Momentum-Dependent Nonlinear Optical Spectroscopy of Charged Aqueous Interfaces

Interfacial hydrogen (H)–bonding network dominates energy transfer and reaction pathway at charged aqueous interfaces. While sum-frequency (SF) spectroscopy is versatile to investigate interfacial systems for its high interface sensitivity, correct SF spectral interpretation on charged water interfaces remains challenging for years. The difficulty arises from the third-order nonlinear optical effect owing to the dc surface field formed by interfacial charges and ions in the electrical diffuse layer. Here we report a momentum-dependent sum-frequency vibrational spectroscopic scheme for extracting the interfacial SF spectra with the third-order effect excluded. Applying the method to a model surfactant-water interface reveals a hidden weakly donor H-bonded water species, suggesting an asymmetric hydration-shell structure of fully solvated surfactant headgroups.
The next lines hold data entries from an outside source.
PR #1486, opened 2026-09-08
fix(shadowfork): resume snapshot downloads by byte offset

qu0b:
## Problem

The shadow-fork downloader streams each EL snapshot through a single `curl | tar` with no resume, retried three times **from byte zero**, behind a 6h `plan.wait`. That never completes at mainnet scale.

Observed on a mainnet shadow fork (erigon + reth @ 25852100):

```
Downloading snapshot (attempt 3)
/*stdin*\ : Read error (39) : premature end
tar: Unexpected EOF in archive
snapshot download failed (attempt 3)
...
Caused by: Recipe execution timed-out waiting for the recipe execution to become valid on service 'shadowfork-el-1-erigon-lighthouse'. Tried '21600' times.
```

Six hours, nothing on disk. The public snapshot server drops a connection roughly every 50 GB, so even on a clean link the 370 GB erigon and 815 GB reth snapshots cannot arrive in one stream — and restarting from zero makes every drop cost the whole download.

## Fix

Resume by byte offset instead of restarting. A FIFO counts the bytes `tee` handed the extractor, and each retry continues from exactly there with `curl -C <offset>`. Nothing but the extracted datadir ever touches disk (no tarball), which is what lets erigon + reth fit next to each other on one host at all.

- `curl -C <offset>` exits 33 rather than restarting from zero if the server ignores the Range header, so a non-ranging server fails loudly instead of silently corrupting the stream.
- 22 (HTTP error) and 33 are fatal; every other curl exit resumes after 5s, capped at 500 attempts.
- The readiness wait goes 6h → 24h: two mainnet snapshots share one uplink and 6h was not enough. The wait returns as soon as `/tmp/finished` exists, so a longer cap costs nothing on small networks.
- The inline string-concat command is now a readable script constant; rendered output passes `shellcheck -s sh` and `sh -n` under alpine 3.19.

## Verification

1. **Mainnet, live** (same script, applied as a patch on `36f7886`): both downloaders have already resumed twice — erigon at byte 101,693,456,384 and reth at 100,166,205,440 are each on attempt 3 and still streaming, which the old code could not have survived.
2. **End-to-end on this branch**: `hoodi-shadowfork` @ 240000, one geth participant, `network_sync_base_url` pointed at a rate-limited nginx reverse proxy in front of `snapshots.ethpandaops.io`; the proxy was killed mid-stream:
   ```
   snapshot is 2776250259 bytes
   fetching from byte 0 (attempt 1)
   stream broke (curl 18) at byte 1366425600, resuming
   fetching from byte 1366425600 (attempt 2)
   ```
   `kurtosis run` exit 0, `eth_blockNumber` = 0x3a980 (240000).
3. **Byte-identical extraction** with two forced breaks against a locally served tarball: `sha256` over every extracted file matches a straight extraction.
4. `kurtosis lint` clean.
5. **Non-ranging server fails loudly**: same script behind an nginx proxy that strips `Range`, connection killed mid-stream:
   ```
   stream broke (curl 18) at byte 643997297, resuming
   fetching from byte 643997297 (attempt 2)
   fatal curl error 33 at byte 643997297
   tar: Unexpected EOF in archive
   ```
   exit code 2, no `/tmp/finished` — nothing is silently restarted from zero.
6. Full 5-EL `hoodi-shadowfork` (geth, reth, nethermind, besu, erigon) launched through this branch on the same host — see follow-up comment.


qu0b:
Follow-up verification, all on this branch as checked out (`88c3a3b`, no local modifications):

**Full 5-EL `hoodi-shadowfork` @ 240000** (geth, reth, nethermind, besu, erigon; `glamsterdam-devnet-8` images), snapshots from `snapshots.ethpandaops.io` directly:

```
shadowfork-el-1-geth-lighthouse        snapshot is 2776250259 bytes  fetching from byte 0 (attempt 1)
shadowfork-el-2-reth-lighthouse        snapshot is 2375768854 bytes  fetching from byte 0 (attempt 1)
shadowfork-el-3-nethermind-lighthouse  snapshot is 2594188267 bytes  fetching from byte 0 (attempt 1)
shadowfork-el-4-besu-lighthouse        snapshot is 2623205210 bytes  fetching from byte 0 (attempt 1)
shadowfork-el-5-erigon-lighthouse      snapshot is 5407567239 bytes  fetching from byte 0 (attempt 1)
```

`kurtosis run` exit 0 in 3m24s from launch to all five ELs up. Pre-fork sample: every client advanced 25 blocks over 25 slots on the same head. (Post-Gloas the execution chain stops, which is the known EIP-8282 predeploy issue on shadow forks and unrelated to this change.)

**Mainnet erigon + reth @ 25852100**, same script, still streaming on the same host while the above ran:

```
shadowfork-el-1-erigon-lighthouse  stream broke (curl 92) at byte 154221666432 → resumed (attempt 4)
                                   stream broke (curl 92) at byte 200793310272 → resumed (attempt 5)
                                   ... attempt 6 from byte 244497464576
shadowfork-el-2-reth-lighthouse    stream broke (curl 92) at byte 150002008064 → resumed (attempt 4)
                                   stream broke (curl 92) at byte 206554192128 → resumed (attempt 5)
                                   ... attempt 6 from byte 256618855232
```

Every break is `curl 92` (HTTP/2 stream closed by the server), roughly every 50 GB. That is the failure the old three-attempts-from-zero loop could not get past.

pk910 (approved):

qu0b:
Pushed a follow-up: the byte counter is now curl's own `-w '%{stderr}%{size_download}'` instead of a FIFO + `tee` + `wc`. On the live mainnet run the busybox `wc` was at 82% CPU and `tee` at 45% per stream — more than `tar` + `zstd` together — and there is no reason for it, curl already knows what it delivered. Same semantics, re-verified on the rewritten script:

```
fetching from byte 0 (attempt 1)
stream broke (curl 18) at byte 607420416, resuming
fetching from byte 607420416 (attempt 2)
stream broke (curl 18) at byte 1209532416, resuming
fetching from byte 1209532416 (attempt 3)
→ exit 0, sha256 over every extracted file identical to a straight extraction
```
```
stream broke (curl 18) at byte 297762816, resuming
fetching from byte 297762816 (attempt 2)
fatal curl error 33 at byte 297762816     (server ignoring Range → exit 2, no /tmp/finished)
```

In another application to a zwitterionic phosphatidylcholine lipid monolayer–water interface, we find a highly polarized H-bonded water structure associating to the phosphatidylcholine headgroup, and show that the dc-field-induced third-order effect is negligible by experiments. Our all-optic method offers an in situ microscopic probe of electrochemical and biological interfaces.